◆ PROBLEM STATEMENT
From the entries that follow, copy each line in which "parent" appears.

◆ SUPPLIED DATA
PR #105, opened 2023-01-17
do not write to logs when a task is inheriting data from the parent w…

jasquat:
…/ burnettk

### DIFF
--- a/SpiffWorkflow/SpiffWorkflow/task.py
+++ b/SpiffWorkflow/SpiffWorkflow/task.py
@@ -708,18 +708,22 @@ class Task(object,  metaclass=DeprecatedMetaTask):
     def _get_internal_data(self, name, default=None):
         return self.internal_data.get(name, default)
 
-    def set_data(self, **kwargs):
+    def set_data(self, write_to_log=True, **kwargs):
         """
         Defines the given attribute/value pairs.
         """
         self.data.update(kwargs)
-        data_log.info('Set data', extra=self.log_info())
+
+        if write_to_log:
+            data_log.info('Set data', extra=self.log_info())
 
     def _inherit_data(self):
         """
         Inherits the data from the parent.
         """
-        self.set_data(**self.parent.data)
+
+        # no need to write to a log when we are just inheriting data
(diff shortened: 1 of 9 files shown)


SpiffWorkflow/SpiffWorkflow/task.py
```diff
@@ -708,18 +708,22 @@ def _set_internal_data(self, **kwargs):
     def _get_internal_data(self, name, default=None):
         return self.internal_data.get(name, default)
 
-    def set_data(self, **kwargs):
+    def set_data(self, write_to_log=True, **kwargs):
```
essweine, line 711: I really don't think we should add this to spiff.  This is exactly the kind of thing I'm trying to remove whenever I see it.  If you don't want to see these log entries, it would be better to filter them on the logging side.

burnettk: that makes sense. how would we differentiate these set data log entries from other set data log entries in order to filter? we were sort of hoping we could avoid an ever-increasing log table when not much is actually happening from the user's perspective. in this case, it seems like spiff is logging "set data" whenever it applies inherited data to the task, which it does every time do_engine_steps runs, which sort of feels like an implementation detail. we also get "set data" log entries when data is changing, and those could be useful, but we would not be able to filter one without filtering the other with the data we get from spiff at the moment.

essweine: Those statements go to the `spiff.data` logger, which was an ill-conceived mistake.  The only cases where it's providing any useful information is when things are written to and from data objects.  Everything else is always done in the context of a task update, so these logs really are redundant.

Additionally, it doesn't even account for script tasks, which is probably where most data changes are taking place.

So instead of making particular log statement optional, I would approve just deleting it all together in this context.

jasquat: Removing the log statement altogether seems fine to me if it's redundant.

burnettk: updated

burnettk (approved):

◆ EXERCISE OUTPUT
do not write to logs when a task is inheriting data from the parent w…
         Inherits the data from the parent.
-        self.set_data(**self.parent.data)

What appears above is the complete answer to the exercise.